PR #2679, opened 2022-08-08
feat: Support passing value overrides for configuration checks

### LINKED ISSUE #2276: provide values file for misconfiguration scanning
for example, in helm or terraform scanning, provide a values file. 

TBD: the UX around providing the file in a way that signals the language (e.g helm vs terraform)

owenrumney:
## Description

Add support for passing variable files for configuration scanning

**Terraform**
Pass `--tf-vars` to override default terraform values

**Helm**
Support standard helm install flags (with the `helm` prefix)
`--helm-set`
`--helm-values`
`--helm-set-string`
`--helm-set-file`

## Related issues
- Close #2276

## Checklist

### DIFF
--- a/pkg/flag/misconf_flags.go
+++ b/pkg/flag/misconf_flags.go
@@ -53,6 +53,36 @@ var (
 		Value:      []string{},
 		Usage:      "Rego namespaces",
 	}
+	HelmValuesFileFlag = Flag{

• • • • • • •

WHAT THIS TASK INVOLVES = Copy the records above exactly, leaving nothing out.

ANSWER SPACE =
PR #2679, opened 2022-08-08
feat: Support passing value overrides for configuration checks

### LINKED ISSUE #2276: provide values file for misconfiguration scanning
for example, in helm or terraform scanning, provide a values file. 

TBD: the UX around providing the file in a way that signals the language (e.g helm vs terraform)

owenrumney:
## Description

Add support for passing variable files for configuration scanning

**Terraform**
Pass `--tf-vars` to override default terraform values

**Helm**
Support standard helm install flags (with the `helm` prefix)
`--helm-set`
`--helm-values`
`--helm-set-string`
`--helm-set-file`

## Related issues
- Close #2276

## Checklist

### DIFF
--- a/pkg/flag/misconf_flags.go
+++ b/pkg/flag/misconf_flags.go
@@ -53,6 +53,36 @@ var (
 		Value:      []string{},
 		Usage:      "Rego namespaces",
 	}
+	HelmValuesFileFlag = Flag{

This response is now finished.